And what if one of her kids turns out to be a violent sociopath, just sayin'? There are bigger things to worry about aside from misconstrued breed that rakes in $ for the media. America isn't like the olden days, the media's job is to sell stories, no matter the cost. Whether it be a dogs life, person's reputation, national threat. They don't care about the public. Just selling stories

Instead of a pitbull someone could have a kid that goes & beats the snot out of another kid, whack them upside the head with a bat (happened to my kid bro), what have you. Ppl need to look at whether or not they're being responsible with any life form. Doesn't matter the breed, species.

I had a similar incident w/ another neighbor the other day, but he went as far to as say a dog that looked exactly like mine attacked his dog that morning. I only walk Lex in the evenings on leash & harness always - otherwise he's in the house with me at all times. He had the nerve to continue making accusations while he had a malimute sitting in his driveway off leash. I went of like a rocket on this guy, informing him my dog is always properly contained on leash & harness when ever outside & that he needs to make sure his dog's on leash at all times (because there's a strict leash law) & called animal control on him reporting the off leash dog & the harassment case.

The AC officer was completely on my side after explaining the story thoroughly & how this guy just approached me at random.
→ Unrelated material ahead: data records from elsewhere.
PR #938, opened 2023-06-16
Fix CI failures

inancgumus:
The solution in this PR still needs to be better, but it's better than the current workflows. When we run it multiple times, tests eventually pass. Feel free to push commits to this PR, if needed.

_PS: While testing this PR, GH has automatically closed the PR multiple times 😄_

### DIFF
--- a/.github/workflows/test.yml
+++ b/.github/workflows/test.yml
@@ -18,7 +18,7 @@ jobs:
       fail-fast: false
       matrix:
         go-version: [1.18.x]
-        platform: [ubuntu-latest]
+        platform: [ubuntu-latest-8-cores]
     runs-on: ${{ matrix.platform }}
     steps:
       - name: Setup Chrome
@@ -104,7 +104,7 @@ jobs:
       fail-fast: false
       matrix:
         go-version: [1.19.x]
-        platform: [ubuntu-latest]
+        platform: [ubuntu-latest-8-cores]
     runs-on: ${{ matrix.platform }}
     steps:
       - name: Setup Chrome
@@ -158,7 +158,7 @@ jobs:
       fail-fast: false
       matrix:
         go-version: [1.19.x]
-        platform: [ubuntu-latest]
+        platform: [ubuntu-latest-8-cores]
     runs-on: ${{ matrix.platform }}
     steps:
       - name: Setup Chrome
--- a/.github/workflows/test.yml
+++ b/.github/workflows/test.yml
@@ -55,7 +55,7 @@ jobs:
           export GOMAXPROCS=1
           args=("-p" "1" "-race")
           export K6_BROWSER_HEADLESS=true
-          go test "${args[@]}" -timeout 5m ./...
+          go test "${args[@]}" -timeout 10m ./...
 
   test-tip:
     runs-on: ubuntu-latest
@@ -97,7 +97,7 @@ jobs:
           export GOMAXPROCS=1
           args=("-p" "1" "-race")
           export K6_BROWSER_HEADLESS=true
-          go test "${args[@]}" -timeout 5m ./...
+          go test "${args[@]}" -timeout 10m ./...
 
   test-current-cov:
     strategy:
@@ -141,7 +141,7 @@ jobs:
                   list=$(echo "$list" | cut -f1 -d ' ' | sort -u | paste -sd, -)
               fi
 
-              go test "${args[@]}" -timeout 5m --coverpkg="$list" -coverprofile=$(echo $pkg | tr / -).coverage $pkg
+              go test "${args[@]}" -timeout 10m --coverpkg="$list" -coverprofile=$(echo $pkg | tr / -).coverage $pkg
           done
           grep -h -v "^mode:" *.coverage >> coverage.txt
           rm -f *.coverage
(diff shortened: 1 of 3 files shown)


inancgumus:
hey

inancgumus:
hey

inancgumus:
open

inancgumus:
sdsadss

tests/browser_test.go
```diff
@@ -217,6 +217,9 @@ func TestBrowserLogIterationID(t *testing.T) {
 }
 
 func TestMultiBrowserPanic(t *testing.T) {
+	// TODO: This test never works on CI, fix it.
+	t.Skip("skipping, fix this")
```
ka3de, line 221: I wonder if we should use an ENV var, set by us in CI, as a flag in order to skip this test or not. In that way at least we will always run this test when testing locally. Do you think that is worth it?

chromium/browser_type.go
```diff
@@ -334,6 +334,7 @@ func parseArgs(flags map[string]any) ([]string, error) {
 func prepareFlags(lopts *common.BrowserOptions, k6opts *k6lib.Options) (map[string]any, error) {
 	// After Puppeteer's and Playwright's default behavior.
 	f := map[string]any{
+		"disable-gpu":                                        true, // fixes CI tests.
```
ka3de, line 337: Out of curiosity, how did you get to this?

ka3de (commented):
Overall I think the changes make sense in any case, although I'm still a little bit confused as to why CI tests started to fail, which makes me doubt whether it is due to a change in GH or a change that we introduced :thinking:

.github/workflows/test.yml
```diff
@@ -21,6 +21,19 @@ jobs:
         platform: [ubuntu-latest]
     runs-on: ${{ matrix.platform }}
     steps:
+      - name: Setup Chrome
```
ankur22, line 24: This is interesting! So we were relying on Chrome being installed on the CI test VMs/Containers up until we started seeing these issues?

.github/workflows/test.yml
```diff
@@ -51,14 +51,9 @@ jobs:
...
-          export GOMAXPROCS=2
-          args=("-p" "2" "-race")
-          # Run with less concurrency on Windows to minimize flakiness.
-          if [[ "${{ matrix.platform }}" == windows* ]]; then
-            unset args[2]
-            args[1]="1"
-            export GOMAXPROCS=1
-          fi
+          # Run with less concurrency to reduce CI flakiness.
+          export GOMAXPROCS=1
```
ankur22, line 55: I'm not sure about this change. I think it makes sense since when we see a flakey tests we don't have the resources to resolve them straight away, and they can be quite demanding tests to fix. At the same time, i think we've found some issues in CI that we don't see in our local test runs, which are generally race conditions or deadlocks. I'll go with what the consensus is on this one 🙂

.github/workflows/test.yml
```diff
@@ -55,7 +55,7 @@ jobs:
           export GOMAXPROCS=1
           args=("-p" "1" "-race")
           export K6_BROWSER_HEADLESS=true
-          go test "${args[@]}" -timeout 5m ./...
+          go test "${args[@]}" -timeout 10m ./...
```
ankur22, line 58: Why do we need such a large timeout?

ankur22 (approved):
LGTM. I think it would be good to get some clarification on the changes so that we're aligned 🙂 

Thanks for tackling this issue!!

ankur22:
> which makes me doubt whether it is due to a change in GH or a change that we introduced

We're seeing this CI issue with our tagged releases too. I've tested `v0.10.0` and `v0.9.0` 😞

chromium/browser_type.go
inancgumus: TBH, I just experimented with it when I see it [here](https://bugs.chromium.org/p/chromium/issues/detail?id=383314), and I don't have the best answer.

.github/workflows/test.yml
inancgumus: Yeah, it's interesting, indeed. It didn't work when I removed it.

.github/workflows/test.yml
ka3de: That's a good point. I wonder if we should have one set of tests specifically run with higher concurrency, or maybe just leave the current setup and expect it to pass in any case.

inancgumus: This is the one that makes it consistently (eh, to some degree) pass. Otherwise, it constantly fails.

.github/workflows/test.yml
inancgumus: Since the concurrency is 1 now, and it was 2 before, I thought it would make sense to double the timeout. When I tested it, tests took about 2x longer.

tests/browser_test.go
inancgumus: Makes sense; I was thinking about the same, too. Especially for the `disable-gpu` one. We can do it whether we're running on Github by checking the `GITHUB_ACTIONS` environment variable.

.github/workflows/test.yml
inancgumus: When I'm testing this PR with several commits (in and out), I noticed, the nature of the tests don't matter for the outcome of the test runs.

inancgumus:
#947 is a better fix. Closing this one. We can reopen it if needed.

Issue #941, opened 2023-06-19
Deadlock in FrameManager's `frameNavigated` when we navigate to certain websites


ankur22:
### Brief summary

A deadlock occurs when we navigate to certain websites, and perform a click action which results in another navigation.

### xk6-browser version

v0.10.0

### OS

NA

### Chrome version

NA

### Docker version and image (if applicable)

NA

### Steps to reproduce the problem

When this script is ran, it deadlocks after the click occurs.

```go
import { chromium } from 'k6/experimental/browser';

export default async function () {
  const browser = chromium.launch({
    headless: false,
  });
  const page = browser.newPage();

  try {
    await page.goto('https://near.org/', { waitUntil: 'networkidle' });

    console.log('About to click on sign-in');

    await Promise.all([
      page.waitForNavigation({ waitUntil: 'networkidle' }),
      page.locator('button[class="sign-in"]').click(), // <- deadlocks on a navigation caused by this click
    ]);

    console.log('click on sign-in done');
  } finally {
    await page.close();
    await browser.close();
  }
}
```

The exact reason as to why this particular website is causing this issue is unknown, but there is a hierarchy of frames. When a navigation completes, we sometimes need to remove child frames. During this removal of child frames, we see a deadlock. The reason for this is due to the `m.framesMu` lock being held in `FrameManger.frameNavigated` [here](https://github.com/grafana/xk6-browser/blob/8b00867586b2f069f625a69b4880a585ec09533d/common/frame_manager.go#L226), and when it calls [removeFrameRecursively](https://github.com/grafana/xk6-browser/blob/8b00867586b2f069f625a69b4880a585ec09533d/common/frame_manager.go#L242) it deadlocks [here](https://github.com/grafana/xk6-browser/blob/8b00867586b2f069f625a69b4880a585ec09533d/common/frame_manager.go#L415) waiting for `m.framesMu`.

### Expected behaviour

The script completes after navigating to the sign in page.

### Actual behaviour

The script hangs after the navigation occurs to the sign in page.

PR #942, opened 2023-06-19
Fix deadlock by removing lock in frameNavigated

ankur22:
### Description of changes

In certain navigations, the current frame may have child frames. In these cases, the child frames need to be removed. frameNavigated holds on to a framesMu lock for the whole duration of the frameNavigated.

removeFramesRecursively, which is what removes the child frames, needs the same lock so that it can amend the synchronised variable.

It's also worth noting that this also prevent frameNavigated holding on to a lock when it calls ChildFrames, which requires another lock. It's generally unsafe to hold onto more than one lock at a time.

Closes: https://github.com/grafana/xk6-browser/issues/941

### Checklist

### DIFF
--- a/common/frame_manager.go
+++ b/common/frame_manager.go
@@ -238,9 +238,11 @@ func (m *FrameManager) frameNavigated(frameID cdp.FrameID, parentFrameID cdp.Fra
 		m.ID(), frameID, parentFrameID, documentID, name, url, initial)
 
 	if frame != nil {
+		m.framesMu.Unlock()
 		for _, child := range frame.ChildFrames() {
 			m.removeFramesRecursively(child.(*Frame))
 		}
+		m.framesMu.Lock()
 	}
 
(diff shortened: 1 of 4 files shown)


common/frame_manager.go
```diff
@@ -238,9 +238,11 @@ func (m *FrameManager) frameNavigated(frameID cdp.FrameID, parentFrameID cdp.Fra
 		m.ID(), frameID, parentFrameID, documentID, name, url, initial)
 
 	if frame != nil {
+		m.framesMu.Unlock()
```
ankur22, line 241: TODO: Create a e2e test for this. Need to work out how to create a frame in a frame, maybe with `iframe`s?

ka3de: Should we add it in this same PR?

ka3de (approved):
LGTM.

Issue #914, opened 2023-05-31
Web Vitals metrics are not consistently reported


ka3de:
### Brief summary

At least some Web Vitals metrics are not consistently reported on every page navigation. This usually affects particularly the metrics:
- `browser_web_vital_lcp`
- `browser_web_vital_fid`
- `browser_web_vital_cls`
and their corresponding rating metrics. See: #915.

Initial suspicion was a race condition between the call to Web Vitals event binding from the browser execution, and the page/browser closing when the test implementation just contains a single `page.goto` for example.

But even adding a `sleep` after the navigation does not seem to fix the issue.

### xk6-browser version

Commit 45b3e8b

### OS

Ubuntu 20.04.5 LTS

### Chrome version

113.0.5672.126 (Official Build) (64-bit)

### Steps to reproduce the problem

Build a custom k6 binary:
```
xk6 build --with github.com/grafana/xk6-browser@7cfb927
```
Run the following test:
```js
import { chromium } from 'k6/x/browser';

export const options = {
    scenarios: {
        ui: {
            executor: 'shared-iterations',
            options: {
                browser: {
                    type: 'chromium',
                },
            },
        },
    },
};

export default async function() {
    const browser = chromium.launch();
    const page = browser.newPage();

    try {
        await page.goto('https://test.k6.io/', { waitUntil: 'networkidle' });
    } finally {
        page.close();
    } 
}

```

### Expected behaviour

All Web Vitals metrics are reported.

### Actual behaviour

Only FCP and TTF Web Vitals metrics are reported:
![Screenshot from 2023-05-31 08-16-50](https://github.com/grafana/xk6-browser/assets/6529572/02b56bcd-42b0-4234-acad-2c5b5a600c19)

ka3de:
Take into account that `browser_web_vital_fid` will not be reported if the user never interacts with the page.

inancgumus:
Related knowledge source: https://github.com/GoogleChrome/web-vitals.

inancgumus:
Updated the issue description with some minor findings. Also updated the commit that we're making tests on: 45b3e8b.

inancgumus:
#943 aims the fix the first part of the problem. Feel free to assign yourself to this issue besides me for the next part :)🙇

inancgumus:
As far as I can see, this is how the metric emission works:

## Largest Contentful Paint (LCP):

Emitted: LCP is typically emitted when the largest visible element in the viewport becomes visible.
[...]

PR #943, opened 2023-06-20
Fix race condition in navigation (and lifecycle events)

inancgumus:
_TLDR: Skip the initial blank page navigation/lifecycle event if we want to navigate to a non-blank page so that we can wait for the navigation to complete. This way, we can receive custom metrics like Web Vitals. Custom metrics would be randomly skipped without this._

In order to make sure we receive custom metrics like Web Vitals, it is necessary to skip the initial blank page navigation event when navigating to a non-blank page. By doing this, we can wait for the navigation to complete fully. Without skipping this event, custom metrics could be randomly skipped.

<details>
<summary>Before this fix, this test's Web Vital metrics were flaky. Sometimes they show up, and sometimes, they don't.</summary>

```js

export const options = {
  scenarios: {
    ui: {
      vus: 1,
      iterations: 1,
      options: {
        browser: {
          type: 'chromium',
        },
      },
    },
  },
};

  try {
    // the above was returning prematurely and caused page.close to be
    // called before the navigation finished.
  } finally {
    page.close();
  } 
}
```

</details>

I'll go ahead and explain the problem using the provided script.

The issue of inconsistency arose because we were removing the Web Vital bindings using `page.Close` before the navigation had finished. The navigation process was prematurely interrupted due to the initial blank page lifecycle events. As a result, we were not able to receive all the events from the Web Vitals library since we didn't wait for the navigation to complete.

This pull request resolves the problem of unreliable behavior in emitting Web Vitals (or other custom metrics). However, it doesn't address the issue of displaying all Web Vital reports. According to [Google's Web Vital documentation](https://github.com/GoogleChrome/web-vitals#usage), most metrics are meant to be reported only occasionally.

P.S.: I attempted to create a test for this behavior, but I was unable to replicate it. Please let me know if you have any ideas. The existing tests _locally_ pass!

**Tip:** I noticed that reloading the page just before closing it leads to more emitted metrics. Another pull request could tackle this aspect. Update: See #949.

Updates: #914.

### DIFF
--- a/common/frame_manager.go
+++ b/common/frame_manager.go
@@ -592,10 +592,23 @@ func (m *FrameManager) NavigateFrame(frame *Frame, url string, parsedOpts *Frame
 	lifecycleEvtCh, lifecycleEvtCancel := createWaitForEventPredicateHandler(
 		timeoutCtx, frame, []string{EventFrameAddLifecycle},
 		func(data any) bool {
-			if le, ok := data.(LifecycleEvent); ok {
-				return le == parsedOpts.WaitUntil
+			le, ok := data.(FrameLifecycleEvent)
+			if !ok {
+				return false
 			}
-			return false
+			// skip the initial blank page if we are navigating to a non-blank page.
+			// otherwise, we will get a lifecycle event for the initial blank page
+			// and return prematurely before waiting for the navigation to complete.
+			if url != "about:blank" && le.URL == "about:blank" {
+				m.logger.Debugf(
+					"FrameManager:NavigateFrame:createWaitForEventPredicateHandler",
+					"fmid:%d fid:%v furl:%s url:%s waitUntil:%s event.lifecycle:%q event.url:%q skipping about:blank",
+					fmid, fid, furl, url, parsedOpts.WaitUntil, le.Event, le.URL,
+				)
+				return false
+			}
+
+			return le.Event == parsedOpts.WaitUntil
 		})
 	defer lifecycleEvtCancel()
 
--- a/common/frame_manager.go
+++ b/common/frame_manager.go
@@ -599,11 +599,11 @@ func (m *FrameManager) NavigateFrame(frame *Frame, url string, parsedOpts *Frame
 			// skip the initial blank page if we are navigating to a non-blank page.
 			// otherwise, we will get a lifecycle event for the initial blank page
 			// and return prematurely before waiting for the navigation to complete.
-			if url != "about:blank" && le.URL == "about:blank" {
+			if url != BlankPage && le.URL == BlankPage {
 				m.logger.Debugf(
 					"FrameManager:NavigateFrame:createWaitForEventPredicateHandler",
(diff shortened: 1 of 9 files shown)


common/frame_manager.go
```diff
@@ -592,10 +592,23 @@ func (m *FrameManager) NavigateFrame(frame *Frame, url string, parsedOpts *Frame
...
+			// skip the initial blank page if we are navigating to a non-blank page.
+			// otherwise, we will get a lifecycle event for the initial blank page
+			// and return prematurely before waiting for the navigation to complete.
+			if url != BlankPage && le.URL == BlankPage {
+				m.logger.Debugf(
+					"FrameManager:NavigateFrame:createWaitForEventPredicateHandler",
+					"fmid:%d fid:%v furl:%s url:%s waitUntil:%s event.lifecycle:%q event.url:%q skipping %s",
+					fmid, fid, furl, url, parsedOpts.WaitUntil, le.Event, le.URL, BlankPage,
+				)
+				return false
```
ka3de, line 608: Thanks for working on this @inancgumus !

I think this change makes complete sense, but I'm concerned because in practice I don't see a difference in the Web Vitals metrics being reported. For example, with the following test:
<details>
<summary>Simple test example.</summary>

```js

export const options = {
  scenarios: {
    ui: {
      options: {
        browser: {
            type: 'chromium',
        },
      },
    },
  },
};

  try {
    await page.goto('https://test.k6.io/')
  } finally {
    page.close();
  } 
}
```

</details>

I only see the `FCP` and `TTFB` being reported, but I don't see the `CLS` and `LCP` metrics, which I believe should always be reported after a navigation. And in this sense this is the same behavior we have in `main` right now. Did you observe something different? Am I doing or understanding something wrong? :thinking: 

In any case I understand the change is a step forward on improving this! :clap:

inancgumus: Sure thing ❤️ 

I don't see a difference, too... It was flaky when I started working on this, but now it constantly works on `main`. That's super strange! The only moving parts are the `test.k6.io` site and my network connection. There were network problems a few days back. Maybe the bug only surfaces in those cases. I'm still determining.

I noticed `CLS` and `LSP` are only fired if we make another navigation after the initial one: `page.goto` then `page.reload` or similar. Are we sure that they only get fired for the initial navigation?

When I look into the trace logs, I see that:
1. `NewBrowserContext` adds the Web Vital JSes (`web_vital_[iife|init].js`).
2. Then `NewPage` registers the bindings.
3. The initial frame navigation happens.
4. `beforeunload` and `pagehide` events happen. Usually, as I explained above, after the initial navigation, these events trigger the `CLS` and `LSP` metrics. But, for the initial navigation, they do not.

What this PR does is wait for the navigation to end prematurely, and it's a good first step towards fixing this general Web Vitals issue 🤞

inancgumus: @ka3de, also see [this fix](https://github.com/grafana/xk6-browser/pull/949).

ankur22 (approved):
Thanks @inancgumus LGTM 👍

PR #952, opened 2023-06-23
Fix web vital test bug while receiving metrics

inancgumus:
Since we now send metrics each time they fire up, we need to adjust the test accordingly. I thought we would need this fix, I couldn't resist doing it before my leave :) Sorry for the inconvenience :(

Please feel free to modify the PR commits.

Related: #914.


ankur22 (approved):
LGTM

She said if anything like that ever happens again they'd gladly come out & educate an ignorant neighbor about the breed & fine him for having his dog off leash. 

I'm not one to start anything but I will finish it. Couldn't believe some jerk would go out of his way to start trouble, I still get heated just thinking about it, the possibility of my dog's life in danger because of some outlandish accusation - makes me shake. But since I told him off I never see that punk old fart outside anymore 

Sorry - rant & hijack over


----------



## Firestorm (Feb 2, 2011)

It does stink.... but one thing I've learned, is to tune a deaf ear when someone starts with all the negative "those dogs" babbling.... and it definitely helps to develop a thick skin. While I always try to educate and a "kill 'em with kindness" attitude, sometimes, people make it hard to do that. I always am polite, because I know in the end, my behavior will reflect on how people perceive the breed, and because I always want this breed seen in a positive light, I bite my tongue a lot and silently cuss them out while smiling at them and being nice out loud. It isn't always easy, but it is always better for the breed. People will form a judgment on the breed, based partly on their impression of the owner.


----------



## Lex's Guardian (Aug 8, 2009)

Firestorm said:


> It does stink.... but one thing I've learned, is to tune a deaf ear when someone starts with all the negative "those dogs" babbling.... and it definitely helps to develop a thick skin. While I always try to educate and a "kill 'em with kindness" attitude, sometimes, people make it hard to do that. I always am polite, because I know in the end, my behavior will reflect on how people perceive the breed, and because I always want this breed seen in a positive light, I bite my tongue a lot and silently cuss them out while smiling at them and being nice out loud. It isn't always easy, but it is always better for the breed. People will form a judgment on the breed, based partly on their impression of the owner.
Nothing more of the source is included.